Тут я увидел, как с макушки сугроба слетело облачко снега, и глазам стало больно. Папа быстро взглянул на небо, но оно было ясное. Ханс, опустив голову, топал ногами и шепотом ругался.
Да, сказал папа, кажется, напрасно съездили. В доме никого.
Педерсены умерли, сказал Ханс, по-прежнему глядя в землю.
Замолчи. Я увидел, что губы у папы потрескались: сухая, совсем сухая щель. Под ухом ходил желвак. Замолчи, сказал он.

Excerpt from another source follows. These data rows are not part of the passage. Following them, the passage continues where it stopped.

PR #220, opened 2022-11-22
Update README for new Cloud functions, and tighter deviceid error checking

uzlonewolf:
README update as requested in #219, and a bit tighter error checking for the deviceid arguments.

### DIFF
--- a/README.md
+++ b/README.md
@@ -208,12 +208,15 @@ Functions:
     
     Cloud
         setregion(apiRegion)
+	cloudrequest(url, action=[POST if post else GET], post={}, query={})
         getdevices(verbose=False)
         getstatus(deviceid)
         getfunctions(deviceid)
         getproperties(deviceid)
         getdps(deviceid)
         sendcommand(deviceid, commands)
+	getconnectstatus(deviceid)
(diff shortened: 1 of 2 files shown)


jasonacox:
Thank you!

Off topic a bit, but you got me thinking about expanding Cloud functions, should we expose short-cut lookup functions as well?  I'm thinking about `getname(id)` `getkey(id)` `getmac(id)` etc. (though things like product_name and icon could be helpful or useless).  All of this can be derived from `getdevices()` payload today, but wondering if these functions could be useful.

uzlonewolf:
I'm not feeling functions for stuff that's available from `getdevices()`, you just know someone is going to do something stupid and make a new request for every attribute for every device, and I'd rather not give Tuya a reason to restrict API access.  If it's for something not available from `getdevices()` then sure, but with the sheer number of possible API calls I would only add them for things which would be rather useful (such as the device logs) or if we get a request for it.

uzlonewolf:
Oh, and Happy Thanksgiving!

jasonacox:
Thanks @uzlonewolf !!  Happy Thanksgiving to you too!  🙏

С верхушки трубы сорвалась легкая ленточка снега и пропала. Снег странно елозил у меня перед глазами, и я старался не шевельнуться в скорлупе моей одежды - один, испуганный пространством, налившимся в меня, белым, пустым, ослепительным простором, таким же, как пустыня вокруг, горящая холодом, вздыбленная волнами, и мне захотелось свернуться клубком, прижать лицо к коленям, но я знал, что, если заплачу, мои веки смерзнутся. В животе заурчало.
Ты что это, Йорге? спросил папа.
Ничего. Я хихикнул. Наверно, замерз, па. Я рыгнул.
Черт, громко сказал Ханс.
Молчи.
Я ковырнул снег носком башмака. Мне хотелось сесть, и если было бы на что, то сел бы. Только одного хотелось - прийти домой и сесть. Ханс перестал топать и смотрел сквозь деревья в ту сторону, откуда мы пришли.
Был бы кто в доме - огонь бы развел, сказал папа.
Он шмыгнул носом и утерся рукавом.
Любой бы - понимаешь? он повысил голос. Любой бы, кто в доме, развел бы огонь. Педерсены скорей всего ищут своего дурака мальчишку. Сорвались, наверно, и печь бросили. Она погасла. Голос его осмелел. А если кто пришел, когда их не было, он тоже первым делом развел бы где-нибудь огонь, и мы бы дым видели. В такой холод чертовский иначе нельзя.
Папа взял ружье, которое нес переломленным через левую руку, и неторопливо повернул стволом вверх. Оба патрона выпали, и он засунул их в карман пальто.
Это значит - в доме никого. Дым не идет, сказал он веско, и это значит, что в доме никого нет.
Большой Ханс вздохнул.
Ладно, пробурчал он, стоя поодаль. Пошли домой.
Мне хотелось сесть: вот тут диван, вот тут кровать - моя, белая и пухлая. И лестница, холодная, скрипучая. И во рту у меня холодная сухость и ломит зубы, как всегда дома, и в животе холодная буря, и щиплет глаза. Мальчишкин зад отпечатался в тесте. Мне хотелось сесть. Мне хотелось вернуться туда, где мы привязали коня Саймона, и оцепенело сесть в сани.
Да, да, пойдем, сказал я.
Папа улыбнулся - ну и гад, гад, - а он не знал и половины того, что я теперь знал, с занемелым сердцем и отгоревшими ушами.